PR #1180, opened 2023-01-04
Mellinger: support to change gains in bindings

whoenig:
To use the controller in a simulator (and for testing), we need two
changes:
1.) have a data structure that holds the state, so we can instantiate
 multiple controllers.
2.) the ability to change gains without recompiling.

This change introduces a state/param struct to achieve both objectives,
similar to the logic in collision_avoidance.c.

### DIFF
--- a/src/modules/interface/controller_mellinger.h
+++ b/src/modules/interface/controller_mellinger.h
@@ -27,12 +27,82 @@
 #define __CONTROLLER_MELLINGER_H__
 
 #include "stabilizer_types.h"
+#include "math3d.h"
 
-void controllerMellingerInit(void);
-bool controllerMellingerTest(void);
-void controllerMellinger(control_t *control, const setpoint_t *setpoint,
+typedef struct {
+    float mass;
+    float massThrust;
+
+    // XY Position PID
+    float kp_xy;      // P
+    float kd_xy;      // D
+    float ki_xy;      // I
+    float i_range_xy;
+
+    // Z Position
+    float kp_z;       // P
+    float kd_z;       // D
+    float ki_z;       // I
+    float i_range_z;
+
+    // Attitude
+    float kR_xy;      // P
+    float kw_xy;      // D
+    float ki_m_xy;    // I
+    float i_range_m_xy;
+
+    // Yaw
+    float kR_z;       // P
+    float kw_z;       // D
+    float ki_m_z;     // I
+    float i_range_m_z;
+
+    // roll and pitch angular velocity
+    float kd_omega_rp; // D
+
+    // Helper variables
+    float i_error_x;
+    float i_error_y;
+    float i_error_z;
+
+    float prev_omega_roll;
+    float prev_omega_pitch;
+    float prev_setpoint_omega_roll;
+    float prev_setpoint_omega_pitch;
+
+    float i_error_m_x;
+    float i_error_m_y;
+    float i_error_m_z;
+
+    // Logging variables
+    struct vec z_axis_desired;
+
+    float cmd_thrust;
+    float cmd_roll;
+    float cmd_pitch;
+    float cmd_yaw;
+    float r_roll;
+    float r_pitch;
+    float r_yaw;
+    float accelz;
+} controllerMellinger_t;
+
+void controllerMellingerInit(controllerMellinger_t* self);
+bool controllerMellingerTest(controllerMellinger_t* self);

• • •

What needs to be done
Reply by returning the full set of records above exactly.

Response to this task
PR #1180, opened 2023-01-04
Mellinger: support to change gains in bindings

whoenig:
To use the controller in a simulator (and for testing), we need two
changes:
1.) have a data structure that holds the state, so we can instantiate
 multiple controllers.
2.) the ability to change gains without recompiling.

This change introduces a state/param struct to achieve both objectives,
similar to the logic in collision_avoidance.c.

### DIFF
--- a/src/modules/interface/controller_mellinger.h
+++ b/src/modules/interface/controller_mellinger.h
@@ -27,12 +27,82 @@
 #define __CONTROLLER_MELLINGER_H__
 
 #include "stabilizer_types.h"
+#include "math3d.h"
 
-void controllerMellingerInit(void);
-bool controllerMellingerTest(void);
-void controllerMellinger(control_t *control, const setpoint_t *setpoint,
+typedef struct {
+    float mass;
+    float massThrust;
+
+    // XY Position PID
+    float kp_xy;      // P
+    float kd_xy;      // D
+    float ki_xy;      // I
+    float i_range_xy;
+
+    // Z Position
+    float kp_z;       // P
+    float kd_z;       // D
+    float ki_z;       // I
+    float i_range_z;
+
+    // Attitude
+    float kR_xy;      // P
+    float kw_xy;      // D
+    float ki_m_xy;    // I
+    float i_range_m_xy;
+
+    // Yaw
+    float kR_z;       // P
+    float kw_z;       // D
+    float ki_m_z;     // I
+    float i_range_m_z;
+
+    // roll and pitch angular velocity
+    float kd_omega_rp; // D
+
+    // Helper variables
+    float i_error_x;
+    float i_error_y;
+    float i_error_z;
+
+    float prev_omega_roll;
+    float prev_omega_pitch;
+    float prev_setpoint_omega_roll;
+    float prev_setpoint_omega_pitch;
+
+    float i_error_m_x;
+    float i_error_m_y;
+    float i_error_m_z;
+
+    // Logging variables
+    struct vec z_axis_desired;
+
+    float cmd_thrust;
+    float cmd_roll;
+    float cmd_pitch;
+    float cmd_yaw;
+    float r_roll;
+    float r_pitch;
+    float r_yaw;
+    float accelz;
+} controllerMellinger_t;
+
+void controllerMellingerInit(controllerMellinger_t* self);
+bool controllerMellingerTest(controllerMellinger_t* self);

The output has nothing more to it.